(Collected data entries)

* * *

PR #1599, opened 2024-12-27
support custom types in query result scanning

4el0ve4ek:
## Pull request type

- [ ] Bugfix
- [ ] Feature
- [ ] Build related changes

Issue Number: N/A

## What is the new behavior?

-
-
-


internal/value/cast.go
```diff
@@ -10,5 +17,28 @@ func CastTo(v Value, dst interface{}) error {
...
+
+		err := v.castTo(dv)
+		if err != nil {
+			return err
+		}
+
+		return scanner.Scan(*dv)
+	}
+
+	if scanner, has := dst.(Scanner); has {
```
rekby, line 35: I think special ydb scanner should be preferred over more common sql scanner.

internal/value/cast.go
```diff
@@ -10,5 +17,28 @@ func CastTo(v Value, dst interface{}) error {
...
+		return scanner.UnmarshalYDBValue(v)
+	}
+
 	return v.castTo(dst)
 }
+
+type Scanner interface {
+	UnmarshalYDBValue(value Value) error
```
rekby, line 43: YDB has [scanner interface](https://github.com/ydb-platform/ydb-go-sdk/blob/e241a4db80b486b6541ff1775aa0729e91df2bf8/internal/scanner/scanner.go#L149-L149)
already. What about to reuse it?

rekby (changes requested):
Hello, @4el0ve4ek, thanks for your pr.

I have two questions to the pr.

internal/value/cast.go
4el0ve4ek: Thats very cool interface to use! But now there is only [one](https://github.com/ydb-platform/ydb-go-sdk/blob/e241a4db80b486b6541ff1775aa0729e91df2bf8/internal/table/scanner/scan_raw.go#L22) implementation 
 and  i don't find easy way to convert  value.Value into scanner.RawValue. So i took an easy way and create new interface)
 
 How do you think, maybe better to create adapter for value.Value which implements scanner.RawValue?

internal/value/cast.go
```diff
@@ -10,5 +17,20 @@ func CastTo(v Value, dst interface{}) error {
 		return nil
 	}
 
+	if _, ok := dst.(*uuid.UUID); ok {
```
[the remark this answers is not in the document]
4el0ve4ek: I made this crutch, because uuid.UUID [implements](https://github.com/google/uuid/blob/master/sql.go#L15) sql.Scanner, but in  [here](https://github.com/ydb-platform/ydb-go-sdk/blob/master/internal/value/value.go#L2602) we store object with type uuid.UUID as driver.Value, which is unexpected due to [go-docs](https://pkg.go.dev/database/sql/driver#Value). 

If you have suggestions how to fix it, i can make them)

internal/value/cast_test.go
```diff
@@ -428,6 +442,13 @@ func TestCastTo(t *testing.T) {
 			exp:   DateValueFromTime(time.Date(2024, 1, 2, 0, 0, 0, 0, time.UTC)),
 			err:   nil,
 		},
+		{
+			name:  xtest.CurrentFileLine(),
+			value: TextValue("text-string"),
+			dst:   ptr[testStringSQLScanner](),
+			exp:   testStringSQLScanner("text-string"),
+			err:   nil,
+		},
```
rekby, line 451:
```suggestion
		{
			name:  xtest.CurrentFileLine(),
			value: TextValue("text-string"),
			dst:   ptr[testStringSQLScanner](),
			exp:   testStringSQLScanner("text-string"),
			err:   nil,
		},
		{
			name:  xtest.CurrentFileLine(),
			value: Uuid(uuid.MustParse("6E73B41C-4EDE-4D08-9CFB-B7462D9E498B")),
			dst:   ptr[uuid.UUID](),
			exp:   uuid.MustParse("6E73B41C-4EDE-4D08-9CFB-B7462D9E498B"),
			err:   nil,
		},		
```

rekby (approved):
@asmyasnikov 
I have checked uuid, check the PR from your point of view about global cast logic please

PR #1603, opened 2025-01-09
fix broken metric `ydb_go_sdk_ydb_database_sql_conns`

qrort:
## Pull request type

- [x] Bugfix
- [ ] Feature
- [ ] Build related changes

Counter `ydb_go_sdk_ydb_database_sql_conns` goes in negative values when `database/sql` driver is used. The reason is [after this commit](https://github.com/ydb-platform/ydb-go-sdk/commit/fd4142df6e70e949cc2b141bdc358d27473f69f9#diff-bc3f866611d992e908970b6cc021a96cb80ac60cbe0afd9372284c9713add5c3R51), `OnConnBeginTx` is called on begin, `OnConnClose` called on close, gauge is only decremented, and `database/sql` driver in sdk does not have its own `OnConnBeginTx` implementation, so it does nothing
Issue Number: N/A

## What is the new behavior?

Restores the behaviour before the mentioned commit

### DIFF
--- a/internal/xsql/conn.go
+++ b/internal/xsql/conn.go
@@ -48,7 +48,7 @@ func (c *Conn) CheckNamedValue(value *driver.NamedValue) (finalErr error) {
 }
 
 func (c *Conn) BeginTx(ctx context.Context, opts driver.TxOptions) (_ driver.Tx, finalErr error) {
-	onDone := trace.DatabaseSQLOnConnBeginTx(c.connector.trace, &ctx,
+	onDone := trace.DatabaseSQLOnConnBegin(c.connector.trace, &ctx,
 		stack.FunctionID("", stack.Package("database/sql")),
 	)
 	defer func() {
--- a/internal/xsql/conn.go
+++ b/internal/xsql/conn.go
@@ -48,7 +48,7 @@ func (c *Conn) CheckNamedValue(value *driver.NamedValue) (finalErr error) {
 }
 
 func (c *Conn) BeginTx(ctx context.Context, opts driver.TxOptions) (_ driver.Tx, finalErr error) {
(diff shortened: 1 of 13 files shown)


internal/xsql/conn.go
```diff
@@ -48,7 +48,7 @@ func (c *Conn) CheckNamedValue(value *driver.NamedValue) (finalErr error) {
 }
 
 func (c *Conn) BeginTx(ctx context.Context, opts driver.TxOptions) (_ driver.Tx, finalErr error) {
-	onDone := trace.DatabaseSQLOnConnBeginTx(c.connector.trace, &ctx,
+	onDone := trace.DatabaseSQLOnConnBegin(c.connector.trace, &ctx,
```
asmyasnikov, line 51: лучше в metrics/sql.go сделать фикс типа такого
```go
	t.OnConnBeginTx = func(info trace.DatabaseSQLConnBeginTxStartInfo) func(trace.DatabaseSQLConnBeginTxDoneInfo) {
		start := time.Now()
		if config.Details()&trace.DatabaseSQLTxEvents != 0 {
			return func(info trace.DatabaseSQLConnBeginTxDoneInfo) {
				txBegin.With(map[string]string{
					"status": errorBrief(info.Error),
				}).Inc()
				txBeginLatency.With(nil).Record(time.Since(start))
			}
		}

		return nil
	}
```

asmyasnikov: я специально разделил эти 2 колбэка чтобы считать/мониторить/трейсить вызовы Begin и BeginTx по-отдельности

asmyasnikov: этот фикс все равно нужен, но кажется он не поможет правильно считать метрику ydb_go_sdk_ydb_database_sql_conns

PR #1642, opened 2025-02-10
add WithReaderLogContext, WithWriterLogContext options to Topic API

qrort:
## Pull request type

- [ ] Bugfix
- [x] Feature
- [ ] Build related changes

Logs written by background topic operations launched by `StartWriter`, `StartReader`, etc. can not be structured by client code in any way.

Issue Number: N/A

## What is the new behavior?

This PR adds new reader and writer options, `WithReaderLogContext` and `WithWriterLogContext`, which can be used to provide a `context.Context` instance to be used in logs.


qrort:
draft for now, updating and writing tests

internal/topic/topicclientinternal/client.go
```diff
@@ -356,15 +356,16 @@ func (c *Client) createWriterConfig(
 	topicPath string,
 	opts []topicoptions.WriterOption,
 ) topicwriterinternal.WriterReconnectorConfig {
-	var connector topicwriterinternal.ConnectFunc = func(ctx context.Context, tracer *trace.Topic) (
-		topicwriterinternal.RawTopicWriterStream,
-		error,
-	) {
-		return c.rawClient.StreamWrite(ctx, tracer)
-	}
+	//var connector topicwriterinternal.ConnectFunc = func(ctx context.Context, tracer *trace.Topic) (
```
rekby, line 359: remove the code instead of comment please

internal/topic/topicreadercommon/committer.go
```diff
@@ -148,6 +148,7 @@ func (c *Committer) pushCommitsLoop(ctx context.Context) {
 
 		onDone := trace.TopicOnReaderSendCommitMessage(
 			c.tracer,
+			&ctx,
```
rekby, line 151: Here and in other place. 
Don't transfer pointer to owned context directly - you shold copy local context, pass pointer to copy, them copy result to local context.

Pointer to context may be stored and then context can be changed by other code and data race may be happen.

[example](https://github.com/ydb-platform/ydb-go-sdk/blob/b035f5d08e59ef5480efcf31b9eae4171c253250/internal/topic/topicwriterinternal/writer_transaction.go#L34-L43)

internal/topic/topicreaderinternal/reader.go
```diff
@@ -68,11 +68,11 @@ func NewReader(
 	consumer string,
 	readSelectors []topicreadercommon.PublicReadSelector,
 	opts ...PublicReaderOption,
-) (Reader, error) {
+) (Reader, *context.Context, error) {
```
rekby, line 71: Why you want return context pointer?
It is very uncommon way.

rekby: What about add method to get current context to stream reader, reader reconnector, etc?
And it must not be context pointer - for prevent races while context changing.

rekby (changes requested):

topic/topicoptions/topicoptions_writer.go
```diff
@@ -214,3 +215,11 @@ func WithWriterTrace(t trace.Topic) WriterOption { //nolint:gocritic
 func WithWriterUpdateTokenInterval(interval time.Duration) WriterOption {
 	return topicwriterinternal.WithTokenUpdateInterval(interval)
 }
+
+// WithWriterLogContext allows providing a context.Context instance which will be used
+// in log/topic events.
+func WithWriterLogContext(ctx context.Context) WriterOption {
+	return func(cfg *topicwriterinternal.WriterReconnectorConfig) {
+		cfg.LogContext = ctx
```
rekby, line 223: I think internal names of log-context for reader and writer should be same.

trace/topic.go
```diff
@@ -153,9 +153,10 @@ type (
 
 	// Internals: https://github.com/ydb-platform/ydb-go-sdk/blob/master/VERSIONING.md#internals
 	TopicReaderStartInfo struct {
-		ReaderID int64
-		Consumer string
-		Error    error
+		LogContext *context.Context
```
rekby, line 156: What abount simple Context instead of LogContext?

qrort: I would prefer to keep it as-is to mark what the context is for

internal/topic/topicwriterinternal/writer_options.go
```diff
@@ -71,6 +72,14 @@ func WithCredentials(cred credentials.Credentials) PublicWriterOption {
 	}
 }
 
+// WithCredentials for internal usage only
```
rekby, line 75:
```suggestion
// WithRawClient for internal usage only
```

internal/topic/topicwriterinternal/writer_reconnector.go
```diff
@@ -112,6 +112,22 @@ func NewWriterReconnectorConfig(options ...PublicWriterOption) WriterReconnector
 		WithProducerID(uuid.NewString())(&cfg)
 	}
 
+	if cfg.Connect == nil {
```
rekby, line 115: The confgin should not store state and should not change self content - it is un-intuitive and difficult to understande when research the code.

internal/topic/topicreaderinternal/stream_reader_impl.go
```diff
@@ -185,21 +185,43 @@ func (r *topicStreamReaderImpl) WaitInit(_ context.Context) error {
...
-		tx.SessionID(),
-		tx,
-	)
-	ctx = traceCtx
+	onDone := func(err error) {
+		r.m.WithLock(func() {
+			logCtx := r.cfg.LogContext
+			trace.TopicOnReaderStreamPopBatchTx(
+				r.cfg.Trace,
+				&logCtx,
```
rekby, line 215: The code change behaviour: now is impossible get context from caller to tracer

internal/topic/topicreaderinternal/stream_reader_impl.go
```diff
@@ -185,21 +185,43 @@ func (r *topicStreamReaderImpl) WaitInit(_ context.Context) error {
...
+				r.readerID,
+				r.readConnectionID,
+				tx.SessionID(),
+				tx,
+			)(err)
+			r.cfg.LogContext = logCtx
```
rekby, line 221: 1. a config is not storage, the content of config should not changed after receive.
2. the context field rewrite in many placed without sync - it is good way for data races
3. The context infinite accumulate any additional fields from traces - it is good way for memory leak

rekby (changes requested):
Thanks for the PR and intresting for improve sdk.

I see few problems (write in code comments).

internal/xcontext/merge_contexts.go
```diff
@@ -0,0 +1,45 @@
+package xcontext
+
+import (
+	"context"
+	"time"
+)
+
+type MergedContexts struct {
+	context.Context                 //nolint:containedctx
```
rekby, line 9: Do you need context.Context field? I don't see usage of the field.

What about rename:
RequestContext -> DeadlineContext
BaseContext -> AdditionalValues

and make them private

internal/xcontext/merge_contexts.go
```diff
@@ -0,0 +1,45 @@
...
+
+func (ctx MergedContexts) Value(key interface{}) interface{} {
+	if ctx.RequestContext.Value(key) != nil {
+		return ctx.RequestContext.Value(key)
+	}
+
+	return ctx.BaseContext.Value(key)
+}
+
+func (ctx MergedContexts) AsCtx() *context.Context {
```
rekby, line 34: Do you really need the method?
may be better some helper function for use with any context?

some similar to:
```
ctxPointer(ctx *context.Context, f func (ctx context.Context)) {
  copyCtx := *ctx
  f(&copyCtx)
  *ctx = copyCtx
})
```
?

tests/integration/topic_log_test.go
```diff
@@ -0,0 +1,267 @@
...
+		return nil
+	})
+	require.NoError(t, err)
+
+	sendCDCMessage(ctx, t, db)
+	batch, err := reader.ReadMessagesBatch(ctx)
+	require.NoError(t, err)
+	require.NotEmpty(t, batch.Messages)
+
+	fileData, err := os.ReadFile("topic_log.json")
```
rekby, line 258: We don't want to guarantee stable text of logs.

I think it is bad idea to canonization of the logs.

internal/grpcwrapper/rawtopic/client.go
```diff
@@ -104,6 +104,7 @@ func (c *Client) StreamRead(ctxStreamLifeTime context.Context) (rawtopicreader.S
 func (c *Client) StreamWrite(
 	ctxStreamLifeTime context.Context,
 	tracer *trace.Topic,
+	logContext *context.Context,
```
rekby, line 107: What about merge contextx before  call StreamWrite?

why do you need a pointer?

qrort: merged before call, removed additional arg

internal/xcontext/merge_contexts.go
qrort: removed `AsCtx()`, helper function is not really needed because it creates more boilerplate when `trace.DoSmth(ctx, arg1, arg2)` is wrapped in `f` with one argument

internal/xcontext/merge_contexts.go
qrort: done

internal/topic/topicwriterinternal/encoders_test.go
```diff
@@ -15,14 +16,32 @@ import (
 	"github.com/ydb-platform/ydb-go-sdk/v3/trace"
 )
 
+func NewTestEncoderSelector(
```
rekby, line 19: I don't think it's necessary to create the helper function NewTestEncoderSelector. It's used only three times in the tests and only adds endpty context. I think it would be better to use EncoderSelector directly

internal/xcontext/merge_contexts.go
```diff
@@ -0,0 +1,40 @@
...
+
+func (ctx *MergedContexts) Value(key interface{}) interface{} {
+	if ctx.deadlineContext.Value(key) != nil {
+		return ctx.deadlineContext.Value(key)
+	}
+
+	return ctx.additionalValues.Value(key)
+}
+
+func MergeContexts(req context.Context, log context.Context) context.Context {
```
rekby, line 35: What about:
1. Renaming the arguments to `deadline` and `additionalValue/values`, similar to the internal field names?
2. Adding a comment like: "MergeContexts returns a context with the deadline from the `deadline` context and values from both contexts"?

log/context.go
```diff
@@ -37,5 +37,9 @@ func NamesFromContext(ctx context.Context) []string {
 }
 
 func with(ctx context.Context, lvl Level, names ...string) context.Context {
+	if ctx == nil {
```
rekby, line 40: Why do you need the check? Allowing a nil context usually leads to a panic if someone passes it. The standard library and others typically don't add guards for this situation. This helps prevent mistakes when someone forgets to pass a context, which can be hard to debug.

internal/topic/topicwriterinternal/encoders_test.go
qrort: removed NewTestEncoderSelector

rekby (approved):

PR #1650, opened 2025-02-17
Pool for decoders

dlc-01:
## Pull request type

- [ ] Bugfix
- [ *] Feature
- [ ] Build related changes

Issue Number: 1635

## What is the new behavior?

-  Using sync.Pool for decoders to load GC with temporary objects less.
-
-

### DIFF
--- a/internal/topic/topicreadercommon/decoders.go
+++ b/internal/topic/topicreadercommon/decoders.go
@@ -17,7 +17,7 @@ type decoderPool struct {
 
 func (p *decoderPool) Get() io.Reader {
 	dec, _ := p.pool.Get().(io.Reader)
-	
+
 	return dec
 }
 
@@ -26,7 +26,6 @@ func (p *decoderPool) Put(dec io.Reader) {
 }
 
 func newDecoderPool() *decoderPool {
-
 	return &decoderPool{
 		pool: sync.Pool{},
 	}
@@ -44,10 +43,12 @@ func NewDecoderMap() DecoderMap {
 	}
 
 	dm.AddDecoder(rawtopiccommon.CodecRaw, func(input io.Reader) (io.Reader, error) {
+
 		return input, nil
 	})
 
 	dm.AddDecoder(rawtopiccommon.CodecGzip, func(input io.Reader) (io.Reader, error) {
+
 		return gzip.NewReader(input)
 	})
 
@@ -66,9 +67,11 @@ func (m *DecoderMap) Decode(codec rawtopiccommon.Codec, input io.Reader) (io.Rea
 			var err error
 			decoder, err = f(input)
 			if err != nil {
+
 				return nil, err
 			}
 		}
+
 		return decoder, nil
 	}
 
--- a/internal/topic/topicreadercommon/decoders.go
+++ b/internal/topic/topicreadercommon/decoders.go
@@ -43,12 +43,10 @@ func NewDecoderMap() DecoderMap {
 	}
 
 	dm.AddDecoder(rawtopiccommon.CodecRaw, func(input io.Reader) (io.Reader, error) {
-
 		return input, nil
 	})
 
 	dm.AddDecoder(rawtopiccommon.CodecGzip, func(input io.Reader) (io.Reader, error) {
-
 		return gzip.NewReader(input)
 	})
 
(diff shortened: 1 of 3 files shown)


internal/topic/topicreadercommon/decoders.go
```diff
@@ -5,35 +5,71 @@ import (
...
 
 	"github.com/ydb-platform/ydb-go-sdk/v3/internal/grpcwrapper/rawtopic/rawtopiccommon"
 	"github.com/ydb-platform/ydb-go-sdk/v3/internal/xerrors"
 )
 
+type decoderPool struct {
+	pool sync.Pool
+}
+
+func (p *decoderPool) Get() io.Reader {
```
rekby, line 18: Decoder pool should return 
```go
type ReadResetter interface{
  io.Reader
  Reset(r io.Reader) error // - for switch decoder to new input
}
```

internal/topic/topicreadercommon/decoders.go
```diff
@@ -5,35 +5,71 @@ import (
...
+	dec, _ := p.pool.Get().(io.Reader)
+
+	return dec
+}
+
+func (p *decoderPool) Put(dec io.Reader) {
```
rekby, line 24: the method never called

internal/topic/topicreadercommon/decoders.go
```diff
@@ -5,35 +5,71 @@ import (
...
 func (m *DecoderMap) AddDecoder(codec rawtopiccommon.Codec, createFunc PublicCreateDecoderFunc) {
 	m.m[codec] = createFunc
+	m.dp[codec] = newDecoderPool()
 }
 
 func (m *DecoderMap) Decode(codec rawtopiccommon.Codec, input io.Reader) (io.Reader, error) {
 	if f := m.m[codec]; f != nil {
-		return f(input)
+		decoder := m.dp[codec].Get()
+		if decoder == nil {
```
rekby, line 64: in else brach no decoder switch to `input`

rekby (changes requested):
Hello, thanks for the PR. 
It is good start point, but it is not implement the task yet.

The PR no add usage of decoder pool

internal/topic/topicreadercommon/decoders.go
```diff
@@ -5,43 +5,122 @@ import (
...
+		return gz, nil
+	})
+
+	return dm
 }
 
-func (m *DecoderMap) AddDecoder(codec rawtopiccommon.Codec, createFunc PublicCreateDecoderFunc) {
+func (m *DecoderMap) AddDecoder(codec rawtopiccommon.Codec, createFunc func(io.Reader) (ReadResetter, error)) {
 	m.m[codec] = createFunc
+	m.dp[codec] = newDecoderPool()
```
rekby, line 68: What about support custom codec?

We must allow to accept custom external codec and save current interface.
For test you can create custom codec with read bytes in reverse order.

We should work with items, created with createFunc. Pool must be usable for custom codec too (for example -check implementation of ReadResetter before store item to pool).

rekby (changes requested):
Hello, thanks for your PR.

The code contains a bug: it lost available of use custom decoders (see comment).

Add a test for the case please.

rekby (changes requested):
Thanks for the PR, I have two queestion for it (in comments)

internal/topic/topicreadercommon/decoders.go
```diff
@@ -5,43 +5,122 @@ import (
...
 }
 
-func (m *DecoderMap) AddDecoder(codec rawtopiccommon.Codec, createFunc PublicCreateDecoderFunc) {
-	m.m[codec] = createFunc
+type pooledDecoder struct {
+	ReadResetter
+	pool *decoderPool
+}
+
+func (p *pooledDecoder) Close() error {
```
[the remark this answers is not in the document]
dlc-01: Since pooledDecoder is a wrapper over the decoder (ReadResetter) that adds a Close method.
Close must be called by the user of the Decode method, that is, the code that io.Reader got from m.Decode. e.g. 
``` 
reader, err := decoderMap.Decode(codec, input)
if err != nil {
    // Process the error
}
// Read data
data, err := io.ReadAll(reader)
if err != nil {
    // Process the error
}
// Close reader to return the decoder to the pool
if closer, ok := reader.(io.Closer); ok {
    err := closer.Close()
    if err != nil {
        // Process the error
    }
}
``` 

I'm going to analyze the code to see where it should be done.

PR #1675, opened 2025-03-07
Add ReadRows to the table.Client

robdrynkin:
## Pull request type

- [ ] Feature

Issue Number: N/A

## What is the new behavior?

Add ReadRows method to the table.Client, because it doesn't really use session, but sessions sometimes override PreferredNodeID.

### DIFF
--- a/CHANGELOG.md
+++ b/CHANGELOG.md
@@ -1,4 +1,4 @@
-* Added ReadRows method for table.Client
+* Added `table.Client.ReadRows` method with internal retries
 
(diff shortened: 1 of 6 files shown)


CHANGELOG.md
```diff
@@ -1,3 +1,5 @@
+* Added ReadRows method for table.Client
```
asmyasnikov, line 1:
```suggestion
* Added `table.Client.ReadRows` method with internal retries
```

* * *

- **TASK STATEMENT**: Write the number of lines above that contain the string "please", and nothing besides.

- **ANSWER TO THIS TASK**: 3